Search the records below for the word "running". Pull out each line that has it.

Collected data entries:
%%

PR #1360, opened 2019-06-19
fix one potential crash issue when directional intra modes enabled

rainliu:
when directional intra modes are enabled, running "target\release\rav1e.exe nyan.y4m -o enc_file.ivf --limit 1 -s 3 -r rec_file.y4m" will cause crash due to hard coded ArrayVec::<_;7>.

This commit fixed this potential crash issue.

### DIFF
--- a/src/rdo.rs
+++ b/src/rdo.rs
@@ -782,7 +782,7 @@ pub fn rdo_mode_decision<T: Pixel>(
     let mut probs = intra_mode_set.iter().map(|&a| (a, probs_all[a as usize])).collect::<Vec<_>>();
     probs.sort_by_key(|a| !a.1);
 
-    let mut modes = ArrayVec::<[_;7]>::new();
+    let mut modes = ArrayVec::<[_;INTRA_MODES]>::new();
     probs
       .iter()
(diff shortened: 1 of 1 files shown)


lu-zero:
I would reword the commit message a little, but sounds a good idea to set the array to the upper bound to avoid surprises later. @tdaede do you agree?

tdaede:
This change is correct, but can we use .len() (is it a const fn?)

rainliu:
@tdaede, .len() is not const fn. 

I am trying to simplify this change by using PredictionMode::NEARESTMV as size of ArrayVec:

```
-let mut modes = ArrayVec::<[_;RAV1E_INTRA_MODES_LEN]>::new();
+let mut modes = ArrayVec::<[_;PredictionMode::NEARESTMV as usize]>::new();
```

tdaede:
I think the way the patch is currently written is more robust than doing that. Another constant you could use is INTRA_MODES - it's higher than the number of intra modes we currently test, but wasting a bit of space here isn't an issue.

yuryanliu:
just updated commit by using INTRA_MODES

%%
%%

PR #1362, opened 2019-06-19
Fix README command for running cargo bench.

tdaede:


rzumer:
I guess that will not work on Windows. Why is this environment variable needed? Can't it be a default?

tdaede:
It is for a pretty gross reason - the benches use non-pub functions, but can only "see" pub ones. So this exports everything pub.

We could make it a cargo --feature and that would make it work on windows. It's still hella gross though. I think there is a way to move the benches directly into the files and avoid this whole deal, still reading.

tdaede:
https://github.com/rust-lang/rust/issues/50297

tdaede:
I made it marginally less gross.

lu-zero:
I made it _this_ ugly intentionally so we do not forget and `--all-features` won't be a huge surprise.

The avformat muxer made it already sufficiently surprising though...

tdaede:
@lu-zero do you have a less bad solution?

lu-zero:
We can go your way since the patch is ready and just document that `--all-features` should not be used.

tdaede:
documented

%%

→ Solution to this problem
when directional intra modes are enabled, running "target\release\rav1e.exe nyan.y4m -o enc_file.ivf --limit 1 -s 3 -r rec_file.y4m" will cause crash due to hard coded ArrayVec::<_;7>.
Fix README command for running cargo bench.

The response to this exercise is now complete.